• **Your objective**
In the lines below, find the one that contains "[the remark this" and write it out exactly, along with every line that follows it.
==== Given information ====
PR #145, opened 2019-06-13
Implement the itemEdit service

zenovich:
[itemEdit](https://docs.google.com/document/d/15Xxmatrs_7my5ioriikL6YgOU4I0sAVcq5ySKinc0Nw/edit#heading=h.j38lxuhhu6ni)


app/api/items/update_item.feature
```diff
@@ -0,0 +1,186 @@
...
+      | 50           | 12          |
+      | 50           | 34          |
+    And the table "items_ancestors" should be:
+      | idItemAncestor | idItemChild |
+      | 21             | 60          |
+      | 50             | 12          |
+      | 50             | 34          |
+    And the table "groups_items" should stay unchanged
+
+  Scenario: Valid with empty full_screen
```
smadbe: I don't get in what it is an interesting scenario. Probably there is but I don't see it.

app/api/items/update_item.feature
```diff
@@ -0,0 +1,186 @@
...
+    """
+    {
+    }
+    """
+    Then the response should be "updated"
+    And the table "items" at ID "50" should be:
+      | ID | sType  | sUrl | idDefaultLanguage | bTeamsEditable | bNoScore | sTextID | bTitleBarVisible | bCustomChapter | bDisplayDetailsInParent | bUsesAPI | bReadOnly | sFullScreen | bShowDifficulty | bShowSource | bHintsAllowed | bFixedRanks | sValidationType | iValidationMin | idItemUnlocked | iScoreMinUnlock | sTeamMode | bTeamsEditable | idTeamInGroup | iTeamMaxMembers | bHasAttempts | sAccessOpenDate      | sDuration | sEndContestDate      | bShowUserInfos | sContestPhase | iLevel | bNoScore | groupCodeEnter |
+      | 50 | Root   | null | 1                 | 0              | 0        | null    | 1                | 0              | 0                       | 1        | 0         | default     | 0               | 0           | 0             | 0           | All             | null           | null           | 100             | null      | 0              | null          | 0               | 0            | null                 | null      | null                 | 0              | Running       | null   | 0        | 0              |
```
smadbe: I cannot see the type before (see above remark) so I do know it is valid, but anyway, shouldn't all tables just be "unchanged" for this scenario?

app/api/items/update_item.feature
```diff
@@ -0,0 +1,186 @@
...
+
+Background:
+  Given the database has the following table 'users':
+    | ID | sLogin | tempUser | idGroupSelf | idGroupOwned |
+    | 1  | jdoe   | 0        | 11          | 12           |
+  And the database has the following table 'groups':
+    | ID | sName      | sType     |
+    | 11 | jdoe       | UserSelf  |
+    | 12 | jdoe-admin | UserAdmin |
+  And the database has the following table 'items':
```
smadbe: For a service updating the attributes and being able to show that some have changed, some haven't, I thing it would make sense to put value in the column... at least in some of them.

app/api/items/update_item.go
```diff
@@ -0,0 +1,136 @@
...
+	"github.com/go-chi/render"
+	"gopkg.in/go-playground/validator.v9"
+
+	"github.com/France-ioi/AlgoreaBackend/app/database"
+	"github.com/France-ioi/AlgoreaBackend/app/formdata"
+	"github.com/France-ioi/AlgoreaBackend/app/service"
+)
+
+type itemWithDefaultLanguageIDAndOptionalType struct {
+	Item              item   `json:"item,squash"`
```
smadbe: Same remark about override/extension instead

app/api/items/update_item.feature
```diff
@@ -0,0 +1,186 @@
...
+    | 50 | Course | null | 1                 | 0              | 0        | null    | 1                | 0              | 0                       | 1        | 0         | default     | 0               | 0           | 0             | 0           | All             | null           | null           | 100             | null      | 0              | null          | 0               | 0            | null                 | null      | null                 | 0              | Running       | null   | 0        | 0              |
+  And the table "items_strings" should stay unchanged
+  And the table "items_items" should be:
+    | idItemParent | idItemChild |
+    | 21           | 60          |
```
smadbe: If you do not specify the children, they should not be removed. not specified <> []  !!!

app/api/items/add_item.go
```diff
@@ -57,11 +56,16 @@ type item struct {
 	GroupCodeEnter  *bool      `json:"group_code_enter" sql:"column:groupCodeEnter"`
 }
 
+type itemWithRequiredType struct {
```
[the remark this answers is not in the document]
zenovich: No, sorry. What you're suggesting will not work since we ignore non-exported fields and fields without the 'json' tag. Note that 'Type' is not twice in the struct (I removed it from the 'item' struct)

app/api/items/update_item.feature
zenovich: It is interesting because the sFullScreen column is defined as
```
`sFullScreen` enum('forceYes','forceNo','default','') NOT NULL DEFAULT 'default'
```
So an empty string should be valid.

app/api/items/update_item.feature
zenovich: fixed

app/api/items/update_item.feature
zenovich: fixed

app/api/items/update_item.go
zenovich: (see my reply above)

app/api/items/update_item.feature
zenovich: fixed

zenovich:
fixed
====
• **Solution to the exercise**
[the remark this answers is not in the document]
zenovich: No, sorry. What you're suggesting will not work since we ignore non-exported fields and fields without the 'json' tag. Note that 'Type' is not twice in the struct (I removed it from the 'item' struct)

app/api/items/update_item.feature
zenovich: It is interesting because the sFullScreen column is defined as
```
`sFullScreen` enum('forceYes','forceNo','default','') NOT NULL DEFAULT 'default'
```
So an empty string should be valid.

app/api/items/update_item.feature
zenovich: fixed

app/api/items/update_item.feature
zenovich: fixed

app/api/items/update_item.go
zenovich: (see my reply above)

app/api/items/update_item.feature
zenovich: fixed

zenovich:
fixed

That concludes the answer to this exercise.